→ **Your instructions**
Your answer should be the data below, reproduced with nothing changed.

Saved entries

Issue #2230, opened 2022-01-08
The slot parameter of `eth_getStorageAt` should accept hex encoded unsigned integers


fvictorio:
We are expecting the storage slot parameter of `getStorageAt` to be a `QUANTITY`, but the spec says that the parameter should be:

```
title  hex encoded unsigned integer
type  string
pattern  ^0x[0-9a-f]{64}$
```

Notice that the value **should** have a length of 64, but we'll reject many of those (because values with leading zeros are not a valid `QUANTITY`)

→ **Answer to the exercise**
Issue #2230, opened 2022-01-08
The slot parameter of `eth_getStorageAt` should accept hex encoded unsigned integers


fvictorio:
We are expecting the storage slot parameter of `getStorageAt` to be a `QUANTITY`, but the spec says that the parameter should be:

```
title  hex encoded unsigned integer
type  string
pattern  ^0x[0-9a-f]{64}$
```

Notice that the value **should** have a length of 64, but we'll reject many of those (because values with leading zeros are not a valid `QUANTITY`)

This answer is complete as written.